Where ketamine is being consumed adds another layer. The drug shows high concentrations in Brighton, Portsmouth, Norfolk, Bristol and Liverpool — a geographic spread that cuts across coastal towns and regional cities rather than clustering predictably around major conurbations. Understanding why would require research the wastewater data alone cannot provide. What is clear from other sources is that the supply model has changed.
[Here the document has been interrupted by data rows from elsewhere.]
PR #38, opened 2021-08-12
fix: remove merging of configuration

george-e-shaw-iv:

This PR moves the merging of configuration functionality in local development. Instead, users should be modifying the `<appName>.config.jsonnet` file instead, which is more deterministic and compatible with the Tilt world we'll be going to soon. Users should use `make devserver` to ensure their changes are always reflected locally.

[**CONTEXT**](https://outreach-hq.slack.com/archives/CN9MU7GLW/p1628786338329700)

**JIRA ID**: XX-XX

**Notes for your reviewer**:

### DIFF
--- a/shell/devconfig.sh
+++ b/shell/devconfig.sh
@@ -88,17 +88,9 @@ DEPLOY_TO_DEV_ENVIRONMENT=local_development "$DIR/deploy-to-dev.sh" show | yq -r
     echo -e "$configData" | sed "s:/run/secrets/outreach.io:$configDir:g" |
       sed "s:/run/volumes/outreach.io:$volumeDir:g" >"$tmpFile"
 
-    # If the file already exists, then merge it with the new one.
-    # NOTE: We probably want to make this smarter and log when merging. I don't think
-    # that is feasible to do in bash, though....
-    if [[ -e $saveFile ]] && [[ ${saveFile##*.} =~ ^(yaml|yml)$ ]]; then
-      info_sub "$configFile (merged)"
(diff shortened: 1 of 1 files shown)


shell/devconfig.sh
```diff
@@ -88,17 +88,9 @@ DEPLOY_TO_DEV_ENVIRONMENT=local_development "$DIR/deploy-to-dev.sh" show | yq -r
...
-    if [[ -e $saveFile ]] && [[ ${saveFile##*.} =~ ^(yaml|yml)$ ]]; then
-      info_sub "$configFile (merged)"
-      yq --yaml-output -s '.[0] * .[1]' "$tmpFile" "$saveFile" >"$mergedFile"
-      mv "$mergedFile" "$saveFile"
-    else
-      info_sub "$configFile"
-      mv "$tmpFile" "$saveFile"
-    fi
+    info_sub "$configFile"
+    mv "$tmpFile" "$saveFile"
```
jaredallard, line 92: As mentioned in our internal slack, this was a feature requested by people to allow local modifications to that configuration to be persisted across `make devserver` runs. Not sure how to fix this while retaining that functionality at the moment

masterkidan: As a general qq: In this particular case can we not make this a flag that we pass in to the devenv command? that way we can support both... 

It feels like most users would not care for this merging. Does that seem reasonable? 
Something like --persist-config ?

jaredallard: That's a question for @deregtd as the main person wanting this feature, I think.

jaredallard (approved):

PR #41, opened 2021-08-20
feat: support junit output for unit/e2e tests

jaredallard:
**What this PR does / why we need it**: Title says, it does. 

**JIRA ID**: [DTSS-0]

**Notes for your reviewer**:

### DIFF
--- a/shell/test.sh
+++ b/shell/test.sh
@@ -128,6 +128,11 @@ set -ex
 # Why: We want these to split. For those wondering about "$@":
 # https://stackoverflow.com/questions/5720194/how-do-i-pass-on-script-arguments-that-contain-quotes-spaces
 # shellcheck disable=SC2086
-go test $BENCH_FLAGS $COVER_FLAGS $TEST_FLAGS \
+"$DIR/gobin.sh" gotest.tools/gotestsum@v1.7.0 --junitfile bin/unit-tests.xml -- $BENCH_FLAGS $COVER_FLAGS $TEST_FLAGS \
   -ldflags "-X github.com/getoutreach/go-outreach/v2/pkg/app.Version=testing -X github.com/getoutreach/gobox/pkg/app.Version=testing" -tags="$TEST_TAGS" \
   "$@" ./...
+
+if [[ -n $CI ]]; then
+  mkdir -p /tmp/test-results
+  mv bin/unit-tests.xml /tmp/test-results
+fi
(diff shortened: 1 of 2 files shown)


george-e-shaw-iv (changes requested):
adds too much code, try and simplify this please

shell/test.sh
```diff
@@ -128,6 +128,11 @@ set -ex
 # Why: We want these to split. For those wondering about "$@":
 # https://stackoverflow.com/questions/5720194/how-do-i-pass-on-script-arguments-that-contain-quotes-spaces
 # shellcheck disable=SC2086
-go test $BENCH_FLAGS $COVER_FLAGS $TEST_FLAGS \
+"$DIR/gobin.sh" gotest.tools/gotestsum@v1.7.0 --junitfile bin/unit-tests.xml -- $BENCH_FLAGS $COVER_FLAGS $TEST_FLAGS \
   -ldflags "-X github.com/getoutreach/go-outreach/v2/pkg/app.Version=testing -X github.com/getoutreach/gobox/pkg/app.Version=testing" -tags="$TEST_TAGS" \
   "$@" ./...
+
+if [[ -n $CI ]]; then
```
masterkidan, line 135: just for understanding: can you add a comment here as to why this move in file directory is required? Guessing it has to do with circle ci , but would be good to explicitly call it out.

shell/test.sh
```diff
@@ -128,6 +128,11 @@ set -ex
 # Why: We want these to split. For those wondering about "$@":
 # https://stackoverflow.com/questions/5720194/how-do-i-pass-on-script-arguments-that-contain-quotes-spaces
 # shellcheck disable=SC2086
-go test $BENCH_FLAGS $COVER_FLAGS $TEST_FLAGS \
+"$DIR/gobin.sh" gotest.tools/gotestsum@v1.7.0 --junitfile bin/unit-tests.xml -- $BENCH_FLAGS $COVER_FLAGS $TEST_FLAGS \
```
masterkidan, line 131: Rather than lock it to 1.7.0 explicitly mind putting this in an environment variable? Just makes it more configurable

masterkidan (approved):

shell/test.sh
vk-outreach: We don't really use environment variables (and we don't want to start doing that either).  

I think we should use the service.yaml versions override setup for this like we do for other tools.

jaredallard: Fixed

shell/test.sh
jaredallard: Fixed

george-e-shaw-iv (approved):

PR #43, opened 2021-08-27
feat(OLM-952): support importing proto files from schema repo

zaquestion:

These changes allow settings service to move forward with leveraging
settings payloads defined in the `schema` repo directly in the settings
service.

**JIRA ID**: [OLM-952]

**Notes for your reviewer**:

Also of note: This only account for generating the pb code within
the repo itself. It won't generate the imported code, that step needs to
be done manually for the service and it's clients

Generation tested manually with and without imports

Example:
```
go-protoc-imports:
  - "github.com/org/repo@latest"
```

[OLM-952]: https://outreach-io.atlassian.net/browse/OLM-952

### DIFF
--- a/shell/protoc.sh
+++ b/shell/protoc.sh
@@ -58,7 +58,6 @@ docker exec "$CONTAINER_ID" sh -c "groupadd -f --gid $gid localuser && useradd -
 info_sub "go"
 docker exec --user localuser "$CONTAINER_ID" entrypoint.sh -f './*.proto' -l go \
   $(for import in $(get_list "go-protoc-imports"); do echo "-i /mod/$(get_import_basename "$import")"; done) \
-  $(if has_feature "validation"; then echo "--with-validator --validator-source-relative"; fi) \
   --go-source-relative -o ./
 
 if has_grpc_client "node"; then
--- a/shell/protoc.sh
+++ b/shell/protoc.sh
@@ -29,9 +29,24 @@ if [[ -z $uid ]] || [[ -z $gid ]]; then
   gid=1000
 fi
 
+get_import_basename() {
+  basename $(go list -f '{{ .Path }}' -m "$1" | sed 's|/v[0-9]||') # sed removes the version off the module path if present
+}
+for import in $(get_list "go-protoc-imports"); do
+  go install "$import"
+  # check exit for this instead of the install itself, as the install can
+  # return non-zero, but still retrieve the dependency. As long as we can
+  # retrieve the dep with go list, we can import the files for protoc
+  go list -f '{{ .Dir }}' -m "$import"
+  exit_code=$(echo $?)
+  if [[ $exit_code != "0" ]]; then
+    exit $exit_code
+  fi
+done
 # Create the protoc container.
 info "Generating GRPC Clients"
 CONTAINER_ID=$(docker run --rm -v "$(get_repo_directory)/api:/defs" \
+  $(for import in $(get_list "go-protoc-imports"); do echo "-v $(go list -f '{{ .Dir }}' -m $import):/mod/$(get_import_basename "$import")"; done) \
   --entrypoint bash -d "$IMAGE" -c 'exec tail -f /dev/null')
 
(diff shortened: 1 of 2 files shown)


zaquestion:
Changed this to support a more generic means of importing proto files via go modules.

shell/protoc.sh
```diff
@@ -29,9 +29,24 @@ if [[ -z $uid ]] || [[ -z $gid ]]; then
   gid=1000
 fi
 
+get_import_basename() {
+  basename $(go list -f '{{ .Path }}' -m "$1" | sed 's|/v[0-9]||') # sed removes the version off the module path if present
+}
+for import in $(get_list "go-protoc-imports"); do
+  go install "$import"
```
jaredallard, line 36: Repeating an earlier comment, can we use `gobin` here? Downside is we'd need to manually pass the executable path to protoc

shell/protoc.sh
```diff
@@ -42,16 +57,20 @@ docker exec "$CONTAINER_ID" sh -c "groupadd -f --gid $gid localuser && useradd -
 # Create the language specific clients
 info_sub "go"
 docker exec --user localuser "$CONTAINER_ID" entrypoint.sh -f './*.proto' -l go \
+  $(for import in $(get_list "go-protoc-imports"); do echo "-i /mod/$(get_import_basename "$import")"; done) \
+  $(if has_feature "validation"; then echo "--with-validator --validator-source-relative"; fi) \
```
jaredallard, line 61: What's this validation functionality?

zaquestion: I can break this into a separate change, but this basically enables using https://github.com/envoyproxy/protoc-gen-validate with our stuff. It's the other piece that settings service needs to get fully unblocked on managing its schema. Any opposition to bringing it in, in general?

shell/protoc.sh
zaquestion: I briefly looked at this, I might be misunderstanding `gobin`s use here. It looked like our script was for executing binaries. The purpose of this install isn't to execute anything, but rather to get the dependency pulled into the modules cache.

shell/protoc.sh
vk-outreach: Can we have a discussion on this in #go before we make this choice?  I don't have a strong opinion on it itself but if we do this we are effectively encouraging folks to use `protoc-gen-validate` as the way to validate constraints and seems like we should see if anyone else has any opinions on this.

jaredallard: Ah, no opposition just wasn't super sure what it was!

shell/protoc.sh
jaredallard: Right, but `go install` doesn't work great on <1.16, so we've used gobin to do this for the time being.

shell/protoc.sh
zaquestion: I'll go ahead and pull this out into it's own PR and get a discussion going in #go

shell/protoc.sh
zaquestion: Added a version check and tested with
```
$ go version | awk '{ print $3 }' | sed 's|go||'
1.16.6
$ /home/zaq/projects/outreach/settings/scripts/shell-wrapper.sh protoc.sh
go install github.com/getoutreach/schema@latest: module github.com/getoutreach/schema@latest found (v0.0.0-20210830182546-82ce20ed15eb), but does not contain package github.com/getoutreach/schema
/home/zaq/.asdf/installs/golang/1.16.6/packages/pkg/mod/github.com/getoutreach/schema@v0.0.0-20210830182546-82ce20ed15eb
 :: Generating GRPC Clients
^C
zaq@vm:~/projects/outreach/settings (schema_import_test)
$ vim .tool-versions
zaq@vm:~/projects/outreach/settings (schema_import_test)
$ /home/zaq/projects/outreach/settings/scripts/shell-wrapper.sh protoc.sh
Go version must be greater than 1.16.0 to use 'go-protoc-imports' feature
zaq@vm:~/projects/outreach/settings (schema_import_test)
$ go version
go version go1.15.2 linux/amd64

```

jaredallard (approved):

Ketamine is increasingly sold online via Snapchat, Telegram and WhatsApp, priced at around £10 to £20 per gram, and delivered by post using cryptocurrency payment. Greater Manchester Police’s serious organised crime division seized 50kg in the financial year before last, a figure that rose substantially in 2025 as the force made the drug a priority. Detective Superintendent Joseph Harrop, who leads that division, describes the supply landscape as one where “you’ve not got that traditional street supply” — the drug moves online, with a layer of anonymity that complicates traditional intelligence methods.

That anonymity problem is compounded by a significant operational gap: police currently cannot test for ketamine under Drug Testing on Arrest powers. The list of substances officers can screen for does not include it.

Durham’s Police and Crime Commissioner Joy Allen, the Association of Police and Crime Commissioners’ joint national lead for addictions and substance misuse, has called publicly for that to change — alongside a push for ketamine to be reclassified from Class B to Class A. The Advisory Council on the Misuse of Drugs reviewed the evidence earlier this year and recommended no reclassification, concluding that a public health approach was more likely to reduce harm than a change in legal status. The debate, however, is unlikely to close.

A methodological note worth understanding. Ketamine presents a specific challenge in wastewater analysis: it has legitimate medical and veterinary applications, and some of what WAND detects may originate from clinical or veterinary sources.

The Home Office acknowledges that norketamine — the main human metabolite — does not typically appear from veterinary use, which helps distinguish the signal, but comparisons against NHS prescription and veterinary data have not yet been conducted. The uncertainty means the estimates should be treated with caution.

Street level

There is also a contamination dimension emerging at street level. Manchester’s drug testing facility, Mandrake, recently issued a public health warning after identifying ketamine samples contaminated with medetomidine, a high-strength sedative used on large animals. The samples were visually indistinguishable from uncontaminated product. Combined with a drug that already carries serious health risks, adulteration of this kind represents an escalating harm that neither enforcement nor public health messaging has yet caught up with.

For policing, the significance is not simply that more people are using ketamine, but that the drug appears increasingly associated with organised criminal supply networks, chronic dependency and harms that place sustained demands on public services.

What WAND provides, at its best, is independent, biologically grounded data on drug consumption at population level — something the criminal justice system has never had before. It captures people the Crime Survey does not reach. It bypasses the under-reporting that makes self-reported survey data unreliable for illicit substances.

What it does not provide is investigative intelligence in any direct sense. It cannot identify individuals, assess purity at street level, or explain the social and criminal structures driving the trends it measures. For forces not yet treating ketamine as a serious organised crime priority — rather than a nuisance drug associated with nightlife — the data suggests that approach may need to change.